• [Record excerpts]

PR #252, opened 2021-07-10
Fix the setup failure involving the Div gadget

weikengchen:
## Motivation

As reported by rlifchitz in Discord, the setup fails when dividing a u32 by a constant u32 (here, 1u32).

A more careful look shows that the setup fails when computing "a / b" when either a or b is not a constant.

The reason is that the Div gadget aims to obtain a few values to aid the computation, but these values cannot be obtained in the setup mode. However, this would require large-scope changes, as the Div gadget seems to be heavily requiring this. 

## Test Plan

A fix is made to snarkVM 0.5.5 and run tests on Leo 1.5.2. The problem is solved.


algorithms/src/snark/gm17/generator.rs
```diff
@@ -155,6 +155,10 @@ impl<E: PairingEngine> ConstraintSystem<E::Fr> for KeypairAssembly<E> {
     fn num_private_variables(&self) -> usize {
         self.num_private_variables
     }
+
+    fn is_in_setup_mode(&self) -> bool {
+        true
+    }
```
weikengchen, line 161: Explain: In order to allocate Vec<Boolean> without opening the function, now all the constraint systems must declare whether or not it is in the setup mode.

gadgets/src/integers/alloc.rs
```diff
@@ -35,33 +35,44 @@ macro_rules! alloc_gadget_fn_impl {
             mut cs: CS,
             value_gen: Fn,
         ) -> Result<Self, SynthesisError> {
-            let value = value_gen().map(|val| *val.borrow());
-            let values = match value {
-                Ok(mut val) => {
-                    let mut v = Vec::with_capacity(<$gadget as Integer>::SIZE);
+            if cs.is_in_setup_mode() {
```
weikengchen, line 38: Now, when allocating Vec<Boolean>, it will not retrieve the value when it is in the setup mode. This is crucial for the Div gadget to be runnable in the setup mode.

gadgets/src/integers/int/arithmetic/div.rs
```diff
@@ -63,191 +61,80 @@ macro_rules! div_int_impl {
                 // else
                 //    !Q                      -- negative result
 
-                if other.eq(&Self::constant(0 as <$gadget as Integer>::IntegerType)) {
-                    return Err(SignedIntegerError::DivisionByZero);
+                // If `self` and `other` are both constants, return the constant results instead of generating constraints
```
weikengchen, line 64: This part of the gadget has been completely rewritten following the comments and information originally provided in the document. The new gadget works in the setup mode and avoids incorrect constant allocations.

gadgets/src/integers/int/int_impl.rs
```diff
@@ -29,6 +33,8 @@ macro_rules! int_impl {
 
         impl Integer for $name {
             type IntegerType = $type_;
+            type UnsignedGadgetType = $uname_;
+            type UnsignedIntegerType = $utype_;
```
weikengchen, line 37: Explain: When programming the Div gadget for signed integers, now it uses the unsigned integers for help. This reduces the code complexity and seems to be the correct way to implement.

gadgets/src/integers/int/arithmetic/div.rs
weikengchen: Explain: In addition, the new code fixes a previous error. Previously, dividing -128 by 2 will result in -63 instead of -64.

gadgets/src/integers/uint/arithmetic/div.rs
```diff
@@ -54,100 +56,89 @@ macro_rules! div_int_impl {
                 //   end
                 // end
 
-                if other.eq(&Self::constant(0 as <$gadget as Integer>::IntegerType)) {
-                    return Err(SynthesisError::DivisionByZero.into());
+                // Enforce D != 0
```
weikengchen, line 59: Explain: This gadget is also completely rewritten, which avoids the incorrect constant allocations.

gadgets/src/integers/uint/arithmetic/sub.rs
```diff
@@ -53,71 +46,6 @@ macro_rules! sub_int_impl {
 
                 Self::addmany(&mut cs.ns(|| "add_not"), &[self.clone(), other.negate()]).map_err(|e| e.into())
             }
-
```
weikengchen, line 56: Explain: Since the `sub_unsafe` function cannot work in the setup mode, the new Div gadget no longer uses it. Therefore, this function is dropped.

gadgets/src/integers/uint/tests/uint128.rs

• [Exercise description]
Read the lines above. Gather those in which the string "instead" is found.

• [The completed task]
+                // If `self` and `other` are both constants, return the constant results instead of generating constraints
weikengchen: Explain: In addition, the new code fixes a previous error. Previously, dividing -128 by 2 will result in -63 instead of -64.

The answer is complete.